The PhiLL(er)



In Defense of Fort Useless Cover
The Unsacred Hearts

In Defense of Fort Useless
Serious Business Records

I am currently listening to perfectly dirty, bad attitude purveying, classically inspired garage rock. I like In Defense of Fort Useless by The Unsacred Hearts because, if the band at all resembles their music in person, I would want to hang out with them. In fact, they sound much cooler than any band I’ve never heard of has the right to sound, and that makes me jealous and angry.

The record notes the newish garage rock sound, but draws mostly from earlier punk and garage rock stylings. In other words, as compared to recently popular rock bands, guitars fuller sounding, drums quieter, and singer less prone to narcissistic note holding or screaming.

More to the point, this record has tales of desperation told in the puck rock vein of lyrics, while using the garage rock vein of chord shuffling and drum pounding. A direct musical comparison would rest somewhere in-between the Strokes and Seattle’s the Lights. The Unsacred Hearts are a little smoother, less syncopated, than the Lights, but much edgier than their financially stable NYC neighbors, the Strokes.

Speaking of the city, In Defense of Fort Useless makes quite a few references to life in the urban jungle.

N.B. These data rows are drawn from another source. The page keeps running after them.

Issue #3184, opened 2019-01-14
Image flagging in HTML5, XHTML, and TOCJS fails with error message about NIO channels


StanDoherty:
## Expected Behavior
The attached sample files (see ZIP) worked fine for PDF.  I tested HTML, XHTML, and TOCJS expecting them to work as weel. 

## Actual Behavior
My attempts to build the same sources in HTML5, XHTML, or TOCJS failed with a mysterious message about NIO channels.

## Possible Solution
No clue here.

## Steps to Reproduce
1. Detach the attached ZIP containing source files.

2. Run the following command from within that same source folder to build PDF and verify that there's nothing wrong with the sources themselves. 
c:\dita-ot\bin\dita --input=test_002_image-flags.ditamap --format=pdf --filter=test_002_image-flags.ditaval --output=output\pdf

3. Run the following command to attempt to build HTML5.
C:\git\dita-ot-feature-tests>c:\dita-ot\bin\dita --input=test_002_image-flags.ditamap --format=html5 --filter=test_002_image-flags.ditaval --output=output\html5

## Copy of the error message, log file or stack trace
Here is the error message. 

[dita-ot-copy] Attempt to copy images\end_rev.jpg to C:\git\dita-ot-feature-tests\output\html5\file:\C:\git\dita-ot-feature-tests\images\end_rev.jpg using NIO Channels failed due to 'The filename, directory name, or volume label syntax is incorrect'.  Falling back to streams.
Error: The filename, directory name, or volume label syntax is incorrect

## Environment
OS: Windows 10 64-bit
Java: java version "1.8.0_181"
DITA-OT version: DITA-OT version 3.2
Shells: Git CMD and Windows CMD (same error)

[test_002_image-flags.zip](https://github.com/dita-ot/dita-ot/files/2755290/test_002_image-flags.zip)

Issue #3257, opened 2019-03-15
Problems when path to DITAVAL file or path from DITAVAL file to flagging images are outside of the project folder


raducoravu:
It's hard to give a sample project, but it's like this, the DITAVAL contains an absolute reference to a flagging image located somewhere else on the hard drive:

      <startflag imageref="file:/D:/JAD/nwft_cue.gif">
         <alt-text>New feature</alt-text>
      </startflag>

in the .job.xml, this reference ends up like this:

        <file src="file:/D:/JAD/nwft_cue.gif" uri="file:/D:/JAD/nwft_cue.gif"
            path="D:\JAD\nwft_cue.gif" result="file:/D:/JAD/nwft_cue.gif" format="image"
            flag-image="true"/>

because in the .job.xml the @uri attribute is absolute, the dita-ot-copy task fails with the error:

       [dita-ot-copy] Attempt to copy D:\JAD\nwft_cue.gif to C:\Users\radu_coravu\Desktop\julie\R3S\Main\Dev\Help\temp\chm\temp_chm_dir\file:\D:\JAD\nwft_cue.gif using NIO Channels failed due to 'The filename, directory name, or volume label syntax is incorrect'.  Falling back to streams.

raducoravu:
Another way to encounter the same situation is if the ditaval file and the image file are in the same folder which is not in the DITA project folder.

PR #3316, opened 2019-06-01
Fix flag processing for x/html output

robander:
---
name: Pull request

---

## Description

Fixes several problems with DITAVAL based flag processing in HTML / XHTML output:

- Flag images are currently broken when a DITAVAL file is located outside of the map directory. The generated references in HTML use a relative path back to the literal source flag image (outside the scope of the output directory); the flag images are not copied.
- Today, the flag copy process results in build failures under some circumstances (if the image already exists at the target location, which is often the case when a DITAVAL is in the map directory) -- reported in #3184 
- Flag image references are not treated consistently; how we handle relative paths (and where the images are copied) varies based on whether the DITAVAL is outside the map directory, in the map directory, or in a subdirectory of the map, resulting in unstable output

This update makes several changes to fix the issues:

- Relative URIs (based on the input directory) are now created in `.job.xml` for flag images based on DITAVAL outside of the map directory. Previously these were missing; with only the full URI to the source image, it was impossible for processing to know where to put the image in the output.
- The old flag copy routine is almost as old as DITA-OT, and relied on file lists that are mostly obsolete. With multiple DITAVAL input files, those lists also made it impossible to know how to resolve relative paths. The new routine is much simpler and should be more stable; it relies on info in the Job file to copy files.
- The older copy flag is still there because it cannot be removed in a hotfix, but I've marked it deprecated.

## Motivation and Context

Customers with a large number of plugins build them with a DITAVAL located in a common peer directory. When upgrading from 2.5 to 3.x, the flag images all disappeared due to a change in how file paths are calculated. This update resolves those issues.

## How Has This Been Tested?

The existing filter list test in `integrationTest` was a very useful test; also tested with:

- Content in a map directory / sub-directory, all using flags;
- With those flags defined in the map directory, and with those flags defined in the map directory;
- Where flags in the ditaval are in the same directory as the ditaval, and in a subdirectory of the ditaval

[3316simple.zip](https://github.com/dita-ot/dita-ot/files/3243235/3316simple.zip)
[3316.zip](https://github.com/dita-ot/dita-ot/files/3243236/3316.zip)

## Type of Changes

This could break functionality if we removed the obsolete code, but for now it is left in because custom build scripts could be calling it.

## Checklist

Still want to add the complex test cases described above into `integrationTest`, but the code should otherwise be ready for review.


robander:
Also need to test this against #3257 (flag with absolute path) - I don't think we have a test case today for that so I'm not sure of the result.

src/main/java/org/dita/dost/module/CopyFlagModule.java
```diff
@@ -0,0 +1,58 @@
...
+        		
+        		final URI outputDirURI = URLUtils.toURI(outputDirFile);
+        		for (final FileInfo f: fis) {
+        			final File srcFile = new File(f.src);
+        			final File destFile = new File(outputDirURI.resolve(f.uri));
+        			if (srcFile.exists() && destFile != null && !destFile.exists()) {
+        				fileUtils.copyFile(srcFile, destFile);
+        			}
+        		}
+        	} catch (final IOException e) {
```
jelovirt: Could you format the code, the indentation is not consistent.

src/main/java/org/dita/dost/module/CopyFlagModule.java
```diff
@@ -0,0 +1,58 @@
...
+        		final FileUtils fileUtils = FileUtils.newFileUtils();
+        		final File outputDirFile = new File(input.getAttribute(ANT_INVOKER_EXT_PARAM_DITAOUTPUTDIR));
+        		if (!outputDirFile.exists()) {
+        			outputDirFile.mkdir();
+        		}
+        		
+        		final URI outputDirURI = URLUtils.toURI(outputDirFile);
+        		for (final FileInfo f: fis) {
+        			final File srcFile = new File(f.src);
+        			final File destFile = new File(outputDirURI.resolve(f.uri));
```
jelovirt: We should not use the temporary file name to generate the final output file. `FileInfo` has `result`, an absolute URI for the intended output file.

src/main/java/org/dita/dost/module/GenMapAndTopicListModule.java
```diff
@@ -748,7 +753,7 @@ private void outputResult() throws DITAOTException {
             getOrCreateFileInfo(fileinfos, file.filename).format = file.format;
         }
         for (final URI file: flagImageSet) {
-            final FileInfo f = getOrCreateFileInfo(fileinfos, file);
+  		  final FileInfo f = getOrCreateFlagImageFileInfo(fileinfos, file, flagImagesMap.get(file));
```
jelovirt: Fix indentation. Are you using 4 spaces?

src/main/java/org/dita/dost/module/GenMapAndTopicListModule.java
```diff
@@ -901,6 +906,27 @@ private FileInfo getOrCreateFileInfo(final Map<URI, FileInfo> fileInfos, final U
...
+    /** Treat flag image references as if they are relative to the input dir.
+     * @param fileInfos
+     * @param file
+     * @param file
+     * @return
+     */
+    private FileInfo getOrCreateFlagImageFileInfo(final Map<URI, FileInfo> fileInfos, final URI file, final URI relpath) {
+        assert file.getFragment() == null;
+        final URI f = file.normalize();
+        FileInfo.Builder b;
```
jelovirt: `b` should be `final`

src/main/java/org/dita/dost/module/GenMapAndTopicListModule.java
```diff
@@ -901,6 +906,27 @@ private FileInfo getOrCreateFileInfo(final Map<URI, FileInfo> fileInfos, final U
...
+        if (fileInfos.containsKey(f)) {
+            b = new FileInfo.Builder(fileInfos.get(f));
+        } else {
+            b = new FileInfo.Builder().src(file);
+        }
+                b = b.uri(tempFileNameScheme.generateTempFileName(baseInputDir.resolve(relpath)));
```
jelovirt: Indentation

src/main/java/org/dita/dost/module/GenMapAndTopicListModule.java
```diff
@@ -901,6 +906,27 @@ private FileInfo getOrCreateFileInfo(final Map<URI, FileInfo> fileInfos, final U
...
+        final FileInfo i = b.build();
```
jelovirt: Set `result` too. It's normally the same as `src`.

src/main/plugins/org.dita.base/build_init.xml
```diff
@@ -22,6 +22,7 @@ See the accompanying LICENSE file for applicable license.
   <taskdef name="pipeline" classname="org.dita.dost.ant.ExtensibleAntInvoker"/>
   <taskdef name="dita-ot-echo" classname="org.dita.dost.ant.DITAOTEchoTask"/>
   <taskdef name="dita-ot-fail" classname="org.dita.dost.ant.DITAOTFailTask"/>
+  <!-- DEPRECATED: dita-ot-copy replaced with org.dita.dost.module.CopyFlagModule -->
```
jelovirt: For the deprecated notes, add the version of OT when it was deprecated.

src/main/java/org/dita/dost/module/GenMapAndTopicListModule.java
robander: (sigh) might be, unintentionally - I just set up Eclipse on my new system last week and hadn't changed settings to match the old system.

src/main/plugins/org.dita.base/build_init.xml
robander: Meant to ask about that -- do I list a hotfix 3.3.3 or the next release, 3.4?

src/main/java/org/dita/dost/module/CopyFlagModule.java
robander: 😦 Yes, had not realize this new instance of my Java editor was set up to use tabs instead of spaces. Fixing...

src/main/java/org/dita/dost/module/GenMapAndTopicListModule.java
robander: This method was based on the more general `getOrCreateFileInfo` one right above it -- is there a reason that one doesn't use `final`, or should that be changed too? (When I change either of them to `final`, I get compiler warnings a few lines down setting `b.uri()`). Lines 893 and 899 in the latest: https://github.com/dita-ot/dita-ot/blob/develop/src/main/java/org/dita/dost/module/GenMapAndTopicListModule.java#L893

robander: (Wondering if the `.uri()` should be moved up for each of these methods - seems they should be consistent)

src/main/java/org/dita/dost/module/CopyFlagModule.java
robander: I feel like I'm missing something -- `result` looks like it matches `src`, so it's an absolute URI for the source file to be generated, but not absolute for the output file, right? Basing this on what I see for both DITA topics and (non-flag) images in 3.3.2 output for HTML5. For example, with an image referenced in the source:
`<file src="file:/C:/dcs/test/jira226/simple/content/anotherpuff.png" uri="anotherpuff.png" path="anotherpuff.png" result="file:/C:/dcs/test/jira226/simple/content/anotherpuff.png" format="image">`

The output image from this build is actually 
`file:/C:/dcs/test/jira226/simple/content/output332/anotherpuff.png`

robander: (To be clear: I can see how using the temporary file name is wrong, if any other scheme is used we get bad output / incorrect image file names. Just not sure how to translate `result` into the correct output path.)

robander:
After a lot of running in circles on the `uplevels` test -- I've just checked in what the result _should_ be, but it's only working right now if the input map and input filter file do not share any common directories. Still need to work out what's going wrong with the relative path / base dir / input map variables.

Now obviously, it has become very cool to trash the whole Brooklyn scene as played out, but let me be honest for a moment: when you’re young, it’s always cool to live in the city. Speaking from experience, as someone who turned eighteen within the last year, I can defiantly say that while that jaded thirty-something brain I have may harbor doubts about the coolness of ashcan-school art packaged for consumption by iTunes grabbing youngsters, the rest of me just wants to go to school at NYU, see shows at the Knitting Factory on the weekends, and get one of those really rad haircuts that sweeps to the side.

So what I’m really saying is: intimate, poised lyrics about smoking, drinking, and doing blow. Obviously, this is just a cover, a symbolic veil for the wordsmith’s genuine distress about the decay of urban society.

Buy the record if you thought this review was witty or if you want to move with me to Williamsburg.